Exercise prompt: Each line in these records that contains "values" counts once. Give the number only.

Information supplied:

•••

PR #3269, opened 2026-08-09
Cleanups and fixes for the SWIG typemaps in `python/typemap_utils.cpp`

oskooi:
Various cleanups and fixes to [`python/typemap_utils.cpp`](https://github.com/NanoComp/meep/blob/master/python/typemap_utils.cpp) including:

**1. Memory corruption (Python-reachable)**

Both in `pymaterial_to_material` / `pymaterial_grid_to_material_grid`, both fixed with one `PyArray_FROMANY(..., NPY_DOUBLE, ...)` call each.

**2. Memory leaks**

`material_free(md)` on both `pymaterial_to_material` failure paths (plus moving four `Py_XDECREF`s above the early return); `delete[] vertices` in `pyprism_to_prism`; `Py_DECREF(py_trans)` in the MultilevelAtom loop.

**3. Unchecked returns**

`Py_XDECREF` where NULL was possible, a NULL guard before `std::string(bytes)`, and `PyErr_Occurred()` checks in `get_attr_int`/`get_attr_dbl` so a stale exception no longer surfaces at an unrelated later call.

**4. Cosmetic**

35 stray null statements, 4 stray `};`, `[[noreturn]]` on `abort_with_stack_trace`, comment typo, `material_grid_object` rename, `Py_ssize_t` for list lengths.

### DIFF
--- a/python/typemap_utils.cpp
+++ b/python/typemap_utils.cpp
@@ -17,8 +17,6 @@
 
 // Utility functions for pymeep typemaps
 
-#include <climits>
-
 #ifndef SWIG_PYTHON_THREAD_SCOPED_BLOCK
 #define SWIG_PYTHON_THREAD_SCOPED_BLOCK SWIG_PYTHON_THREAD_BEGIN_BLOCK
 #endif
@@ -1151,8 +1149,9 @@ static int py_list_to_gobj_list(PyObject *po, geometric_object_list *l) {
   int length = PyList_Size(po);
 
   l->num_items = length;
-  // Value-initialize: geometric object is a POD, so plain new[] would leave the material
-  // points indeterminate and gobj_list_freearg would free garbage.
+  // The trailing () value-initializes. geometric_object is trivially default-constructible,
+  // so plain new[] would leave each material pointer indeterminate and gobj_list_freearg
+  // would pass garbage to material_free.
   l->items = new geometric_object[length]();
 
   for (int i = 0; i < length; i++) {
--- a/python/typemap_utils.cpp
+++ b/python/typemap_utils.cpp
@@ -17,6 +17,8 @@
 
 // Utility functions for pymeep typemaps
 
+#include <climits>
+
 #ifndef SWIG_PYTHON_THREAD_SCOPED_BLOCK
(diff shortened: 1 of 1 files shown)


python/typemap_utils.cpp
```diff
@@ -1030,11 +1049,12 @@ static int pymesh_to_mesh(PyObject *py_mesh, geometric_object *o) {
 
   PyObject *py_verts = PyObject_GetAttrString(py_mesh, "vertices");
   if (!py_verts || !PyList_Check(py_verts)) {
-    meep::abort("Expected Mesh.vertices to be a list\n");
+    PyErr_SetString(PyExc_TypeError, "Expected Mesh.vertices to be a list");
+    Py_XDECREF(py_verts);
```
stevengj, line 1053: It seems to be replacing `meep::abort` (which throws a C++ `runtime_exception` that is caught by SWIG and turned into a generic Python exception) into a more specific Python exception type.

This is fine … but is a little bit different in MPI jobs, where `meep::abort` calls `MPI_Abort` and kills the whole job.    The slight danger here is that, by only throwing a Python exception, you could have an MPI run that hangs because one process halts with an exception while others keep running.  On the other hand, maybe mpi4py takes care of this and calls `MPI_Abort` for uncaught exceptions?

stevengj: Apparently mpi4py [fixes this if you run with `-m mpi4py`](https://mpi4py.readthedocs.io/en/latest/mpi4py.run.html)?  

> To alleviate this issue, [mpi4py](https://mpi4py.readthedocs.io/en/latest/mpi4py.html#module-mpi4py) offers a simple, alternative command line execution mechanism based on using the [-m](https://docs.python.org/3/using/cmdline.html#using-on-cmdline) flag and implemented with the [runpy](https://docs.python.org/3/library/runpy.html#module-runpy) module. To use this feature, Python code should be run passing -m mpi4py in the command line invoking the Python interpreter. In case of unhandled exceptions, the finalizer hook will call MPI_Abort() on the MPI_COMM_WORLD communicator, thus effectively aborting the MPI execution environment.

Arguably this should be done anyway since you could also have uncaught exceptions in pure-Python code that are not thrown by Meep.

PR #3271, opened 2026-08-14
Add `plot1D` function for visualizing layout of 1D simulation

oskooi:
Adds a `plot1D` function for visualizing the layout of 1D simulation. This mirrors the existing [`plot2D`](https://meep.readthedocs.io/en/latest/Python_User_Interface/#data-visualization).

**PEC detection.** A wall is PEC when the cell boundary is metallic — i.e. no `k_point` was given (Meep's default) or `set_boundary(..., mp.Metallic)` was called. Since `fields.boundaries` is only exposed to Python as an opaque SWIG pointer, `Simulation.set_boundary` now records what it set in `self._boundary_conditions` (cleared by `reset_meep`), which `plot1D` consults. This makes the tutorial setup in `antenna_pec_ground_plane_1D.py` (Bloch `k_point` + explicit metallic walls) plot correctly.

Everything is customizable through the same `*_parameters` dict / `show_*` flag convention as `plot2D` (`index_parameters`, `pml_parameters`, `pec_parameters`, `source_parameters`, `monitor_parameters`, `legend_parameters`), and the dispersive-permittivity frequency defaults to the first source's frequency (that lookup is now the shared `get_default_frequency` helper, also used by `plot_eps`).

An example of the output (involving a dielectric slab above a PEC ground plane) produced by `plot1D` is shown below.

layout_1D_plot1D

**Files changed**
- `python/visualization.py` — `plot1D` and its `plot_1d_*` helpers, 1D default-parameter dicts
- `python/simulation.py` — `Simulation.plot1D` with full docstring; boundary-condition tracking
- `python/meep.i` — export `plot1D` from the package
- `python/tests/test_visualization.py` — `test_plot1D` covering legend contents, artist counts, PEC vs. Bloch-periodic, `Absorber`, `set_boundary` override, customization, and the non-1D `ValueError`
- `doc/docs/Python_User_Interface.md{, .in}` — API docs (inserted exactly the block `generate_py_api.py` emits)

**Verification**
- `python/tests/test_visualization.py`: 3 tests pass, serially and under `mpirun -np 2`
- Checked against variants: PML both/one side, `Absorber`, Bloch-periodic, explicit metallic wall, extended sources, dispersive material (Si reads 3.478 at 1.55 μm), nonzero `geometry_center`, `dimensions=1` and unset-`dimensions` 1D cells

### DIFF
--- a/src/boundaries.cpp
+++ b/src/boundaries.cpp
@@ -87,6 +87,10 @@ void fields::set_boundary(boundary_side b, direction d, boundary_condition cond)
   }
 }
 
+boundary_condition fields::get_boundary(boundary_side b, direction d) const {
+  return boundaries[b][d];
+}
+
 void fields::use_bloch(direction d, complex<double> kk) {
   k[d] = kk;
   for (int b = 0; b < 2; b++)
--- a/doc/docs/Python_User_Interface.md
+++ b/doc/docs/Python_User_Interface.md
@@ -653,6 +653,32 @@ section for valid `side`, `direction`, and `boundary_condition` values.
 
 ---
 
+<a id="Simulation.get_boundary"></a>
+
+<div class="class_members" markdown="1">
+
+```python
+def get_boundary(side, direction):
+```
+
+<div class="method_docstring" markdown="1">
+
+Returns the condition of the boundary on the specified side in the specified
+direction. This is the counterpart of `set_boundary`. See the [Constants
+(Enumerated Types)](#constants-enumerated-types) section for valid `side`,
+`direction`, and `boundary_condition` values.
+
+The default boundary condition is `mp.Metallic` (i.e., a perfect electric
+conductor), unless a `k_point` has been specified in which case it is
+`mp.Periodic` (i.e., Bloch-periodic).
+
+</div>
+
+</div>
+
+
+---
+
 <a id="Simulation.phase_in_material"></a>
 
 <div class="class_members" markdown="1">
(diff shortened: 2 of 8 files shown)


stevengj:
Rather than add a Python mirror of the boundary information, I'd rather just add a method to `fields::` that exposes this information, e.g. a `fields::get_boundary` function (mirroring `fields::set_boundary`) or something like that.

oskooi:
> Rather than add a Python mirror of the boundary information, I'd rather just add a method to `fields::` that exposes this information, e.g. a `fields::get_boundary` function (mirroring `fields::set_boundary`) or something like that.

The Python `Simulation._boundary_condition` object is removed. The boundary condition is now read from C++ using a newly added `fields::get_boundary`.

Two things worth flagging:

1. **Fixed a deadlock.** `get_boundary` can call `init_sim()`, which is collective. The original `plot_1d_pec` had an early `if not mp.am_master(): return ax` before the query, so under `mpirun -np 2` only rank 0 entered `init_sim` and the run hung. The query now happens on all ranks before the master-only drawing, with a comment saying why.
2. **The plot got more accurate.** Querying C++ revealed that the original Python mirror was wrong for the case of `set_boundary(mp.Low, mp.Z, mp.Metallic)` on a Bloch-periodic cell which makes *both* walls metallic, because `fields::set_boundary` forces the opposite side to match when it was `Periodic`. The old code drew PEC only on the low side. The updated schematic below confirms this behavior.                                                                                                                                                                                                                                                                                                                              

<img width="803" height="554" alt="layout_1D_plot1D" src="https://github.com/user-attachments/assets/5a5adf77-5c22-4d9e-bfc4-24b2f7c4fcf3" />

src/boundaries.cpp
```diff
@@ -87,6 +87,10 @@ void fields::set_boundary(boundary_side b, direction d, boundary_condition cond)
   }
 }
 
+boundary_condition fields::get_boundary(boundary_side b, direction d) const {
+  return boundaries[b][d];
```
stevengj, line 91: See also https://github.com/NanoComp/meep/issues/3276 — we should add a check on the Python side.  But we have the same problem in `set_boundary` so it is not really a regression.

•••

Result of the exercise: 2